After relentless prodding from most of my social circles to watch the Netflix series Squid Game, I gave in already and opened the page on my app. I pause in awe realizing that underneath that little white “play” button is the success of more than 20 years worth of meticulously orchestrated strategies.
I look around and K-pop is amazingly everywhere: media, food, fashion, and now in the UN assembly. Korean culture is ablaze, even brighter in this pandemic, while the Philippine cultural industries are struggling to fan their own dimming embers.
How did K-culture do it? This Korean wave did not happen spontaneously. After the Asian Financial crisis of 1997, then president Kim Dae-Jung identified strategies that would solve Korea’s image problem and create new industries on top of traditional manufacturing. He invested in two economic drivers: information technology and culture.
In 2009, the Korea Creative Content Agency (KOCCA) was established to efficiently support the growth of the cultural industry. Brilliant minds from the public and private sectors gathered to revolutionize strategies for developing and distributing K-culture. Their thoughtful collection and analysis of market data guide business plans to attract people locally and overseas.
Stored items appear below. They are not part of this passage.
PR #185, opened 2024-05-07
feat: allow blocking read

### LINKED ISSUE #12: `read` is always non-blocking even when no data is available to read
https://gitlab.com/susurrus/serialport-rs/-/issues/89
---
The current behavior of `read` on an open serial port is that it always returns immediately, even when there is no data available in the input buffer. This may be in contradiction with the understanding [here](https://gitlab.com/susurrus/serialport-rs/-/blob/master/src/posix/tty.rs#L108) (from tty.rs).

Korea’s leaders clearly did not waste this COVID crisis. Probably foreseeing the extended lockdown in 2021, they focused their efforts on online activities, while people were stuck at home. With an astounding 42.7 percent increase from the previous year’s budget, they rode the streaming wave and created a concert hall designed for virtual concerts. This was a big bet which they apparently won, because last June, a concert streamed by K-pop band BTS became the world’s biggest-earning online music event, with 1.33 million online viewers from 195 countries.
Culture is largely seen as monolithic and sacred, only meant to be revered inside a glass case in a museum, something no one should dare commodify.
Meanwhile, in the Philippines, the pandemic bared the systemic deficits of our cultural industries. Creative workers are forced to play the stereotype of angry, hungry artists suddenly in need of ayuda.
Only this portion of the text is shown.